[Collection entries]
____

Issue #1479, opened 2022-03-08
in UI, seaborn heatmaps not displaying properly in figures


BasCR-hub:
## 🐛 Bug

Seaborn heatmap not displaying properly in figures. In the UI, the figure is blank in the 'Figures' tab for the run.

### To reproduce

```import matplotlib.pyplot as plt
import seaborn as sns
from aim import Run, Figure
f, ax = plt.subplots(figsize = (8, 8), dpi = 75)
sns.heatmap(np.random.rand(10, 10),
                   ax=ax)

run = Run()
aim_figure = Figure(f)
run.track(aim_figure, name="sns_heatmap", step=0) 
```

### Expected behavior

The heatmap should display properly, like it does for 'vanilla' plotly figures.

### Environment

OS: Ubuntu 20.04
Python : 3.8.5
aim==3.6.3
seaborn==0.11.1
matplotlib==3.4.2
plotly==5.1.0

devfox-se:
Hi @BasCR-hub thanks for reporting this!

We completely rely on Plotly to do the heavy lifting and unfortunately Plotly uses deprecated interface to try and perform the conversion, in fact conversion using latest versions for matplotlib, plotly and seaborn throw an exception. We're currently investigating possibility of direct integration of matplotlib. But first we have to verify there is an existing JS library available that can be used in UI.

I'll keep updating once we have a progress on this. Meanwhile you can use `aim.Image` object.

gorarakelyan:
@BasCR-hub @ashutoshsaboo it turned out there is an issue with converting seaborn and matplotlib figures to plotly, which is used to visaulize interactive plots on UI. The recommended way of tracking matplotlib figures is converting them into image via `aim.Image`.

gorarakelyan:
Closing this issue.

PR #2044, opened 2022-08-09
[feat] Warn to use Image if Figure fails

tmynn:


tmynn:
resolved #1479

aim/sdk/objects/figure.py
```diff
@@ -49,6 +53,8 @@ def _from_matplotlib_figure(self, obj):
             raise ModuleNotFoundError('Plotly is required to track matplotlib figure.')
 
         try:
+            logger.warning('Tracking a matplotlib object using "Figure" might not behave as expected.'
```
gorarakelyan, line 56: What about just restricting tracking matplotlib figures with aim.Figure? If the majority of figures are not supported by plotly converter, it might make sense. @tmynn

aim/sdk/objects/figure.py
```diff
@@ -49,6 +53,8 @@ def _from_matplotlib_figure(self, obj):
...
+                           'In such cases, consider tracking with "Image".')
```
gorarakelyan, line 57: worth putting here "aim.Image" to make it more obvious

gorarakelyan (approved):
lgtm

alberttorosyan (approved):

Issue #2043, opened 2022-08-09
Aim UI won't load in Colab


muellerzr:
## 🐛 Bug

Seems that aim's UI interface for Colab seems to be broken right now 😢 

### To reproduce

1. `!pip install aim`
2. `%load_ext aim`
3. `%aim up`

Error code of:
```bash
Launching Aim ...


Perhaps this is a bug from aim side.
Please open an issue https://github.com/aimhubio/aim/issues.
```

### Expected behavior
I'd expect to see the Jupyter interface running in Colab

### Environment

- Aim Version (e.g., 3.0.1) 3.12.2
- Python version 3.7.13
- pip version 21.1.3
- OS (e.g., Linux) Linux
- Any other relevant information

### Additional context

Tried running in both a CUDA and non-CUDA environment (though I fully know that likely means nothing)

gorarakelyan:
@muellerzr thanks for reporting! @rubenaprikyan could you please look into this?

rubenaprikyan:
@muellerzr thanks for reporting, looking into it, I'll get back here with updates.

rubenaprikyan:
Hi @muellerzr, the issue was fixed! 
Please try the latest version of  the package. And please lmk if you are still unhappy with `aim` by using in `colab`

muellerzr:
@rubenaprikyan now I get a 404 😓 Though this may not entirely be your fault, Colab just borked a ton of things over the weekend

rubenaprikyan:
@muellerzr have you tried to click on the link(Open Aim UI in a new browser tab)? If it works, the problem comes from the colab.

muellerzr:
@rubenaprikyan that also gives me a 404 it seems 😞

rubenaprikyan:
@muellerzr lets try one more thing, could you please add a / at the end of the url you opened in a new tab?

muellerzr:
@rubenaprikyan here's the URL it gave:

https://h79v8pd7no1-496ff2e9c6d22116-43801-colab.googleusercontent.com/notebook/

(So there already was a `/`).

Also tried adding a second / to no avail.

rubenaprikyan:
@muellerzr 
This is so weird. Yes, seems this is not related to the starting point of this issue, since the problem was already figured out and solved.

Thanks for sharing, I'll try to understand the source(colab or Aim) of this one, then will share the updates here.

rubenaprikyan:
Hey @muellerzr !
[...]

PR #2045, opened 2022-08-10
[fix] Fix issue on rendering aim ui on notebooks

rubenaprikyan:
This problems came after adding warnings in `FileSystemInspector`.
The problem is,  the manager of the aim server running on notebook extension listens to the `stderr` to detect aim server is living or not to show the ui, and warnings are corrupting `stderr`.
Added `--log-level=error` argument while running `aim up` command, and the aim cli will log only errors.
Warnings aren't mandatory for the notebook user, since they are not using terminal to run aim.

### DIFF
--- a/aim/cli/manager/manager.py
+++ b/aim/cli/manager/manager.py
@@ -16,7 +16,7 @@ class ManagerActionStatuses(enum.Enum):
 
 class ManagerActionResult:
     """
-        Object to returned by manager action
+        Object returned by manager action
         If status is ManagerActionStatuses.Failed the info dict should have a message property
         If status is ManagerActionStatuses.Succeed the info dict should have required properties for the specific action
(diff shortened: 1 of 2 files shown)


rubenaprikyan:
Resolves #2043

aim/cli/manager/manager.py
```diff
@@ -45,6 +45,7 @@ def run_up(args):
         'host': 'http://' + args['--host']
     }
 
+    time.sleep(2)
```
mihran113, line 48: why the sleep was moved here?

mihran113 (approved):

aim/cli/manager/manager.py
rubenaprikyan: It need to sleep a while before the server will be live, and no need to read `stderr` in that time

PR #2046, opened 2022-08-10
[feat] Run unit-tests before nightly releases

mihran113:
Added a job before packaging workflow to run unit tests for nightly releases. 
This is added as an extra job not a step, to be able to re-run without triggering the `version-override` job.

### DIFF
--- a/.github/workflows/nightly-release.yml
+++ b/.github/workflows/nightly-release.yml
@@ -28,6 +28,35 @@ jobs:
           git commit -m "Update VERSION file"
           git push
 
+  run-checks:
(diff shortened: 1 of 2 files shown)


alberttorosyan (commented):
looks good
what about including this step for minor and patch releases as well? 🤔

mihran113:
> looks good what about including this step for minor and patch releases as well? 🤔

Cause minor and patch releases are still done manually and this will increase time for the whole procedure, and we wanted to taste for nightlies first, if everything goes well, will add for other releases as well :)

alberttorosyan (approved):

____

## Task requirements
Copy the lines above exactly, beginning at the line that has "Closing this issue." and stopping after the line that has "Issue #2043, opened 2022-08-09", and omit the rest.

## Exercise answer
Closing this issue.

PR #2044, opened 2022-08-09
[feat] Warn to use Image if Figure fails

tmynn:


tmynn:
resolved #1479

aim/sdk/objects/figure.py
```diff
@@ -49,6 +53,8 @@ def _from_matplotlib_figure(self, obj):
             raise ModuleNotFoundError('Plotly is required to track matplotlib figure.')
 
         try:
+            logger.warning('Tracking a matplotlib object using "Figure" might not behave as expected.'
```
gorarakelyan, line 56: What about just restricting tracking matplotlib figures with aim.Figure? If the majority of figures are not supported by plotly converter, it might make sense. @tmynn

aim/sdk/objects/figure.py
```diff
@@ -49,6 +53,8 @@ def _from_matplotlib_figure(self, obj):
...
+                           'In such cases, consider tracking with "Image".')
```
gorarakelyan, line 57: worth putting here "aim.Image" to make it more obvious

gorarakelyan (approved):
lgtm

alberttorosyan (approved):

Issue #2043, opened 2022-08-09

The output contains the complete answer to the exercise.